WHAT TO DO >> Report, in full, each line of the material below in which the string "green" occurs.

▬▬▬▬▬▬▬▬▬▬

Issue #11240, opened 2024-10-29
Can't access any internal types


jonahallibone:
### Describe the bug

I am unable to type my component properly as I cannot import `CellMeta`, `GridSettings` etc from react or base libraries. 

This is how I've resorted to accessing the types:

```tsx
import type HandsonTypes from "handsontable/base";
...
type CellMeta = HandsonTypes.CellMeta;
```

I would be great to be able to import `import type { CellMeta } from "handsontable/base"` or `"handsontable"` directly

### Handsontable version

14.6.1

### Your environment

MacOS

adrianszymanski89:
Hi @jonahallibone 

Thank you for the suggestions. We are constantly improving the types definitions. I will report this idea internally and update you once I have any updates.

jonahallibone:
> Hi @jonahallibone
> 
> Thank you for the suggestions. We are constantly improving the types definitions. I will report this idea internally and update you once I have any updates.

Great! For a more detail example, take this function I have written below:

```ts
const getCells: HandsonTypes.GridSettings["cells"] = (...props) => {
    const [x, y] = props;

    if (data?.[x]?.[y]) {
      const isReadOnly = data[x][y].editable === false;

      return {
        readOnly: isReadOnly,
      };
    }

    return {};
  };

  const memData = useMemo(
    () => data.map((row) => row.map((cell) => cell.value)),
    []
  );
  ```
I see from the type defs you're exporting the entire namespace, and i'm unsure if there's a way to export the types without the namespace as a flat object, but I think it would be a much nicer experience.

Accessing the `cells` prop type via `HandsonTypes.GridSettings["cells"]` isn't ideal for a couple reasons:

Firstly, aesthetics. It's not a huge deal, but needing to import the namespace, then dot-access the object I want to use followed by needing to index on that object to retrieve the property type is sort of unintuitive, and frankly doesn't look super nice. I could remap them all to named types at the top of my file, but at that point I'd hope the library would export them as such.

Secondly, intellisense. I had no way of knowing how to access these types with clicking through 3 files of type definitions and hoping that my import would work. Generally, if a type is used in the type definition of function or object, I'd expect it to be available as a direct import from the library. 

As an example:
<img width="808" alt="Screenshot 2024-10-29 at 12 04 30 PM" src="https://github.com/user-attachments/assets/bfc89ff1-1ee1-4435-88ce-07c4a886d76c">

[...]

PR #13240, opened 2026-08-25
DEV-2620: Export SanitizerContext for the sanitizer option

demtario:
### Context

The PR exports `SanitizerContext`, a type naming the write surfaces the `sanitizer` option receives.

That second argument names the surface (`'header'`, `'password'`, `'contextMenu'`, `'selectEditor'`, `'dialog'`, `'notification'`, `'CopyPaste.paste'`, `'CopyPaste.paste.sourceData'`). Since #13236 the documentation tells readers to branch on it and lists every value, so we publish the contract in prose and withhold it from the types. `handsontable/AGENTS.md` lists "The public API must give good code completion in IDEs and AI assistants" as an API design rule.

Users opt in by annotating their own parameter:

```ts
import type { SanitizerContext } from 'handsontable';

const settings = {
  sanitizer: (content: string, source: SanitizerContext) =>
    source === 'CopyPaste.paste' ? strict(content) : loose(content),
};
```

The contract was also declared four times over: `core/settings.ts`, `utils/sanitizer.ts`, the `fastInnerHTML` parameter, and the `@type` tag generating the option reference. It is declared once now, and the others reference it.

**This PR targets `feature/DEV-2600_Sanitizer-coverage` (#13236), not `develop`**, because it builds on the contexts that branch introduces.

### Why the option's own signature is left alone

The task proposed naming the parameter on the option itself. That cannot be done without a build break, on three separate axes. All three were verified with `tsc` against the emitted `.d.ts`, not reasoned about:

| Shape | Breaks |
|---|---|
| `sanitizer?: (html, context: SanitizerContext, ...args) => string` | `strictFunctionTypes` checks a property's parameters contravariantly, rejecting a user callback that annotates the parameter more narrowly: `(html, source: 'header') => …` fails TS2322 |
| `sanitizer?(html, context: SanitizerContext, ...args): string` | Method syntax fixes the above, but a declared parameter ahead of a rest parameter raises the option's minimum **call** arity, so `hot.getSettings().sanitizer?.(html)` fails TS2555 |
| `sanitizer?(html, context?: SanitizerContext, ...args): string` | Fixes the arity, but types the parameter `SanitizerContext \| undefined`, so any body using it as a definite string fails (TS2345 when passed on, TS18048 when dereferenced) |

Overloads, a labeled-tuple rest (`...args: [context?: SanitizerContext, ...rest: any[]]`) and a rest union (`[] \| [context: SanitizerContext, ...]`) were also tested against the same matrix and fail worse than any of the above.

Assignability and callability are separate checks, which is why the arity break survived a green suite in the first iteration of this PR. It was found in review and is fixed here.

So the option's declaration is now **byte-identical** to what shipped, and the contract is published as an opt-in type instead. The baseline is 18.0.0, where `...args: any[]` arrived with the TypeScript conversion; 17.0.0 shipped `(content: string, source: 'innerHTML' | 'CopyPaste.paste') => string`, two required narrow parameters, against which neither of these breaks existed. That is zero-break by construction. The cost is that completion requires the annotation; the strict inline signature remains available at a major boundary.

`SanitizerFn` is deliberately **not** exported from the entry points: with the second parameter absorbed by `...args: any[]` it conveys no context, so advertising it would mislead. It stays internal for the plugins that hold a resolved sanitizer.

`'innerHTML'` is absent from the literals. No grid write surface emits it and the new 18.1 to 18.2 migration guide tells readers to delete that branch, but it stays assignable via `(string & {})` for `Handsontable.dom.fastInnerHTML()` callers, who reach it through the parameter's default.

There is no runtime change: every added import is `import type`.

### How has this been tested?

`src/__tests__/core/sanitizer.types.ts` compiles against the emitted, downleveled `.d.ts` (the types suite maps `handsontable` to `tmp/`), so these assertions cover the published types rather than source.

It pins both axes rather than just the one that was obvious:

- **Assignability** — one-, two- and three-parameter declarations, an inferred `context`, a widely typed one, a narrowly typed one, and a body using the parameter as a definite string.
- **Call arity** — `hot.getSettings().sanitizer?.(html)` with one argument. This is the case that was missing before and that catches the regression this PR reverts.
- **Through the wrappers** — the `Omit<RemoveIndexSignature<GridSettings>, …>` chain React and Angular build their props from.
- **The union's literals** — by exhaustiveness, not by assignment. `(string & {})` accepts every string, so `const x: SanitizerContext = 'header'` would pass against an empty or misspelled union and prove nothing. A `Record<KnownContext<SanitizerContext>, true>` fails both when a literal is added without a case (TS2741) and when one is dropped or misspelled (TS2353).

Each of these was verified to fail for the right reason by mutating the production type and confirming the expected error, then restoring.

```bash
npm run test:e2e --prefix handsontable -- --testPathPattern='sanitizer|nestedHeaders'
```

All green: 3743 unit, 816 Walkontable, React 75 / Vue 33 / Angular 291, 0 lint errors. The E2E figure is a subset, not the full suite: 232 specs from `--testPathPattern='sanitizer|nestedHeaders'`.

### Merge order

This must land **after** #13236. `handsontable/src/utils/sanitizer.ts`, the security guide's surface table, and the `metaSchema.ts` block naming `'CopyPaste.paste.sourceData'` do not exist on `develop`, so merging ahead of it would conflict or silently drop that content. Only the `settings.types.ts` hunk is order-safe.

### Types of changes

### Related issue(s):

1. DEV-2620

### Affected project(s):

- [x] `handsontable`
- [ ] `@handsontable/vue3`

### Checklist:

ClickUp task: https://app.clickup.com/t/9015210959/DEV-2620

---

> [!NOTE]
> **Low Risk**
> Type-only and documentation changes with no runtime behavior change; the deliberate non-narrowing of the public `sanitizer` option signature preserves backward compatibility for TypeScript consumers.
> 
> **Overview**
> Adds and exports **`SanitizerContext`**, a string union of the grid write surfaces passed to the **`sanitizer`** option (`header`, `password`, `contextMenu`, etc.), widened with **`| (string & {})`** so shared sanitizers and `fastInnerHTML` callers still compile. Users get IDE completion by annotating their callback’s second parameter; the **`GridSettings.sanitizer`** signature stays **`(html: string, ...args: any[]) => string`** so upgrading does not break assignability or **`hot.getSettings().sanitizer?.(html)`** call arity.
> 
> **`SanitizerFn`** is derived from the option in **`core/settings`** and re-exported only internally; **`fastInnerHTML`** / **`sanitizeHTML`** JSDoc and parameters now reference **`SanitizerContext`**. Documentation (security guide, TypeScript types, **`metaSchema`**) and **`AGENTS.md`** / **`.ai/BREAKING-CHANGES.md`** document the opt-in typing strategy and union exhaustiveness tests in **`sanitizer.types.ts`**.
> 
> <sup>Reviewed by [Cursor Bugbot](https://cursor.com/bugbot) for commit 64cbc7913e5e5e98f6b653724078211691eba3b5. Bugbot is set up for automated code reviews on this repo. Configure [here](https://www.cursor.com/dashboard/bugbot).</sup>


qunabu:
Task linked: [DEV-2600 [GH-13229] Clarify/harden XSS-sanitization gap for NestedHeaders `label` and other header content](https://app.clickup.com/t/9015210959/DEV-2600)
Task linked: [DEV-2620 Type the `sanitizer` option's context argument instead of `any`](https://app.clickup.com/t/9015210959/DEV-2620)

budnix (commented):
Read through the whole change. The decision to publish `SanitizerContext` instead of touching the option's signature is well argued, and the AGENTS.md write-up on the three break axes is genuinely useful.

A few things below. The two that matter most are the `Events` doc comment losing its owner, and `SanitizerFn` being able to turn into `any` without anyone noticing. The rest are smaller gaps around the new type's reach and the docs.

handsontable/src/core/settings.ts
```diff
@@ -633,6 +675,15 @@ type HookKey = {
  * Map of all Handsontable hook names to their typed callback signatures.
  * Use with addHook/addHookOnce/removeHook for IDE autocomplete and compile-time safety.
  */
+/**
```
budnix, line 680: The `Events` doc comment sits directly above this, so inserting the block here hands that comment to `SanitizerFn` instead. In the emitted `tmp/core/settings.d.ts` the "Map of all Handsontable hook names" text now precedes this JSDoc, and `export type Events` follows with nothing above it. `Events` is public and listed in the TypeScript types guide, so it loses its hover text and renders undocumented in Typedoc. Moving the `SanitizerFn` block above the `Events` comment sorts it out.

handsontable/src/core/settings.ts
```diff
@@ -633,6 +675,15 @@ type HookKey = {
...
+ * The shape of a configured `sanitizer`, derived from the option so the two cannot drift apart.
+ *
+ * Internal. It is not re-exported from the package entry points: with the option's second parameter
+ * absorbed by `...args: any[]`, annotating with this type conveys no context, so `SanitizerContext`
+ * is what users are given instead.
+ */
+export type SanitizerFn = NonNullable<GridSettings['sanitizer']>;
```
budnix: `GridSettings` carries a `[key: string]: any` index signature, so this lookup does not fail when the key is gone – it quietly resolves to `any`. I renamed the option locally to check: with the current form tsc reports zero errors anywhere, and every internal user (`getSanitizer`, `fastInnerHTML`, the dialog and notification UIs) loses its checking with nothing to show for it. The comment right above says the two cannot drift apart, and this is the one direction where they can. Stripping the index signature first turns that same rename into a TS2339 right on this line.

```suggestion
export type SanitizerFn = NonNullable<RemoveIndexSignature<GridSettings>['sanitizer']>;
```

`RemoveIndexSignature` is already imported at the top of the file, and `typecheck` plus `test:types` both stay green with it.

handsontable/src/helpers/dom/element.ts
```diff
@@ -553,18 +554,18 @@ const defaultSanitizerWarnScope = {};
...
+ * @param {SanitizerContext} [context] The sanitization context passed as the second argument to a custom sanitizer function, and
  * used in the missing-sanitizer warning to identify the write surface.
  * @param {object} [scope] Object the "warn once" state is bound to (`hot.rootElement` at every call site
  * inside the grid), so the warning is shown at most once per Handsontable instance.
  */
 export function fastInnerHTML(
   element: HTMLElement, content: string,
-  sanitizer: boolean | ((html: string, context: string) => string) = true,
-  context = 'innerHTML',
+  sanitizer: boolean | SanitizerFn = true,
```
budnix: The old type was `(html: string, context: string) => string`, and `SanitizerFn` is `(html: string, ...args: any[]) => string` – so this parameter got wider here, not narrower. `Handsontable.dom.fastInnerHTML` is public, so a caller can now pass `(html: string, n: number) => string`, get it accepted, and receive a string in `n` at runtime. The JSDoc two lines up still promises `function(string, SanitizerContext): string`. Spelling the shape out keeps that promise and still picks up the `SanitizerContext` narrowing you wanted:

```suggestion
  sanitizer: boolean | ((html: string, context: SanitizerContext) => string) = true,
```

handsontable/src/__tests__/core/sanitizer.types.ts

▬▬▬▬▬▬▬▬▬▬

TASK SOLUTION >>
Assignability and callability are separate checks, which is why the arity break survived a green suite in the first iteration of this PR. It was found in review and is fixed here.
All green: 3743 unit, 816 Walkontable, React 75 / Vue 33 / Angular 291, 0 lint errors. The E2E figure is a subset, not the full suite: 232 specs from `--testPathPattern='sanitizer|nestedHeaders'`.
`RemoveIndexSignature` is already imported at the top of the file, and `typecheck` plus `test:types` both stay green with it.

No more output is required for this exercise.